[Directions] Only the total should be returned: the number of lines in the data that hold the string "message".

== Provided entries

PR #1230, opened 2026-06-26
Preserve in-place message on signing failure

### LINKED ISSUE #1217: In-place signing failure wipes the input message

fegge:
## Summary
- Preserve the caller's in-place message buffer when `crypto_sign` fails before producing a signature.
- Document the failure behavior for signed-message APIs.
- Add regression coverage for in-place signing failure and RNG-failure paths.

## Validation
- `clang-format -i mldsa/src/sign.c mldsa/src/sign.h mldsa/mldsa_native.h test/src/test_mldsa.c test/src/test_rng_fail.c`: passed
- `git diff --check -- mldsa/src/sign.c mldsa/src/sign.h mldsa/mldsa_native.h test/src/test_mldsa.c test/src/test_rng_fail.c`: passed
- `make run_func run_rng_fail -j4`: passed

Fixes #1217

---

### DIFF
--- a/mldsa/src/sign.c
+++ b/mldsa/src/sign.c
@@ -1151,7 +1151,16 @@ int mld_sign(uint8_t *sm, size_t *smlen, const uint8_t *m, size_t mlen,
              MLD_CONFIG_CONTEXT_PARAMETER_TYPE context)
 {
   int ret;
+  uint8_t sig[MLDSA_CRYPTO_BYTES];
+  size_t siglen;
   size_t i;
+
+  ret = mld_sign_signature(sig, &siglen, m, mlen, ctx, ctxlen, sk, context);
+  if (ret != 0)
+  {
+    *smlen = 0;
+    goto cleanup;
+  }
 
   for (i = 0; i < mlen; ++i)
   __loop__(
@@ -1162,12 +1171,12 @@ int mld_sign(uint8_t *sm, size_t *smlen, const uint8_t *m, size_t mlen,
   {
     sm[MLDSA_CRYPTO_BYTES + mlen - 1 - i] = m[mlen - 1 - i];
   }
-  ret = mld_sign_signature(sm, smlen, sm + MLDSA_CRYPTO_BYTES, mlen, ctx,
-                           ctxlen, sk, context);
-  if (ret == 0)
-  {
-    *smlen += mlen;
-  }
+
+  mld_memcpy(sm, sig, MLDSA_CRYPTO_BYTES);
+  *smlen = siglen + mlen;
+
+cleanup:
+  mld_zeroize(sig, sizeof(sig));
   return ret;
 }
 #endif /* !MLD_CONFIG_NO_RANDOMIZED_API */
--- a/mldsa/src/sign.h
+++ b/mldsa/src/sign.h
@@ -259,6 +259,9 @@ __contract__(
  *                     MLD_CONFIG_CONTEXT_PARAMETER is defined; type set by
  *                     MLD_CONFIG_CONTEXT_PARAMETER_TYPE.
  *
+ * On failure, *smlen is set to 0. No partial signed-message output is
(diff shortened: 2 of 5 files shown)


mldsa/src/sign.h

====

[Written response] 5